How to complete this task: All lines from the entries below that contain the string "github" should be copied out.

Stored data entries:
PR #10122, opened 2018-03-10
fix: you are already in group message - fixes #10119

### LINKED ISSUE #10119: userAlreadyInGroup should not be used when a user joins a group
The `userAlreadyInGroup` error message is designed for use when a group member tries to invite another player, as shown in the two code snippets below. That works well and should not be changed.
https://github.com/HabitRPG/habitica/blob/d5e4be85e991740e6ec622c41f7c38a307b802ea/website/common/locales/en/groups.json#L225
https://github.com/HabitRPG/habitica/blob/d5e4be85e991740e6ec622c41f7c38a307b802ea/website/server/controllers/api-v3/groups.js#L938

However the message is also being used when a player tries to join a guild that they are already a member of. They see an error message because the correct parameters aren't being passed to that locales string. `Error processing the string "userAlreadyInGroup"`
https://github.com/HabitRPG/habitica/blob/d5e4be85e991740e6ec622c41f7c38a307b802ea/website/server/controllers/api-v3/groups.js#L558

The fix is to create a new string for this case, called something like `youAreAlreadyInGroup`, with the text "You are already a member of this Guild". Please add that string to groups.json immediately below the `userAlreadyInGroup` to keep the two similar messages together.

You'll then need to adjust the code that throws the error when the user tries to join the guild:
https://github.com/HabitRPG/habitica/blob/d5e4be85e991740e6ec622c41f7c38a307b802ea/website/server/controllers/api-v3/groups.js#L557-L559

And you'll need to adjust the associated test to make it use the new string:
https://github.com/HabitRPG/habitica/blob/d5e4be85e991740e6ec622c41f7c38a307b802ea/test/api/v3/integration/groups/POST-groups_groupId_join.test.js#L47-L54

tmkuba:

[//]: # 10119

Completed exercise:
https://github.com/HabitRPG/habitica/blob/d5e4be85e991740e6ec622c41f7c38a307b802ea/website/common/locales/en/groups.json#L225
https://github.com/HabitRPG/habitica/blob/d5e4be85e991740e6ec622c41f7c38a307b802ea/website/server/controllers/api-v3/groups.js#L938
https://github.com/HabitRPG/habitica/blob/d5e4be85e991740e6ec622c41f7c38a307b802ea/website/server/controllers/api-v3/groups.js#L558
https://github.com/HabitRPG/habitica/blob/d5e4be85e991740e6ec622c41f7c38a307b802ea/website/server/controllers/api-v3/groups.js#L557-L559
https://github.com/HabitRPG/habitica/blob/d5e4be85e991740e6ec622c41f7c38a307b802ea/test/api/v3/integration/groups/POST-groups_groupId_join.test.js#L47-L54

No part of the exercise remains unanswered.